Kyle Shelford

Personal information
- Born: 13 September 1996 (age 29) Wigan, Greater Manchester, England
- Height: 5 ft 11 in (1.80 m)
- Weight: 13 st 5 lb (85 kg)

Playing information
- Position: Loose forward, Hooker
Club
| Years | Team | Pld | T | G | FG | P |
| 2016–17 | Wigan Warriors | 1 | 0 | 0 | 0 | 0 |
| 2016(loan) | → Swinton Lions | 1 | 0 | 0 | 0 | 0 |
| 2017(loan) | → Workington Town | 6 | 0 | 0 | 0 | 0 |
| 2018–19 | Swinton Lions | 34 | 4 | 0 | 0 | 16 |
| 2019–20 | Rochdale Hornets | 6 | 1 | 0 | 0 | 4 |
| 2020– | Warrington Wolves | 1 | 0 | 0 | 0 | 0 |
|  | Total | 49 | 5 | 0 | 0 | 20 |
- Source: As of 10 March 2021
- Father: Adrian Shelford

= Kyle Shelford =

English professional rugby league footballer

Kyle Shelford (born 13 September 1996) is an English professional rugby league footballer who plays as a and for the Warrington Wolves in the Super League.

He previously played for the Swinton Lions in the Championship.

==Background==
Shelford was born in Wigan, Greater Manchester, England.

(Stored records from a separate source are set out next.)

PR #988, opened 2024-11-06
ExtractOIIOTranscode: Log warning instead of raise error if media can't be transcoded due to unknown RGBA channels

BigRoy:
## Changelog Description

Allow ExtractOIIOTranscode to pass with a warning if it can't find the RGBA channels in source media instead of raising error

## Additional info

Over time we've had annoying reports where studios were unable to publish their renders because the publishing system (due to user configuration) tries to transcode e.g. a Z-depth AOV layer which may only have a named `Z` or `Y` channel and has no `R`, `G`, `B` or `A` channels and hence we don't really know what layer to process.

Instead of this we could also implement detecting more cases, so that if `RGBA` is not found in the file that maybe we allow to fall back to channels:
- XYZ
- Y
- Z (usually for z-depth?)

Here's metadata output for a file that fails without this PR:

```
<nchannels>1</nchannels>
<channelnames>
<channelname>Y</channelname>
</channelnames>
<alpha_channel>-1</alpha_channel>
<z_channel>-1</z_channel>
<deep>0</deep>
```
It's an Arnold Z-depth render AOV.

## Testing notes:

1. Unknown RGBA channels will now log a warning instead of disallow publishing altogether.


iLLiCiTiT:
I wonder how it ends up being marked for review if it cannot be used for review?

client/ayon_core/lib/transcoding.py
```diff
@@ -67,6 +67,11 @@
 }
 
 
+class UnknownRGBAChannelsError(ValueError):
```
iLLiCiTiT, line 70:
```suggestion
class MissingRGBAChannelsError(ValueError):
```

BigRoy:
Closing this PR in favor of https://github.com/ynput/ayon-core/pull/1271 which now also includes this PR.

He is the son of former late New Zealand international Adrian Shelford.

==Career==
===Wigan Warriors===
In 2016 Shelford played once for Wigan and once for Swinton on dual registration. In 2017, Shelford joined Workington Town on a season-long loan deal. In October 2017 he signed for Swinton.

===Swinton Lions===
Shelford played part-time for Swinton after leaving Wigan

===Rochdale Hornets===
On 21 Jun 2019 it was reported that he had signed for Rochdale Hornets in the RFL League 1

===Warrington Wolves===
On 26 Jan 2020 it was reported that he had signed for Warrington Wolves in the Super League on a part-time contract

In Sep 2020 Shelford made his Super League debut for the Warrington Wolves vs Salford Red Devils.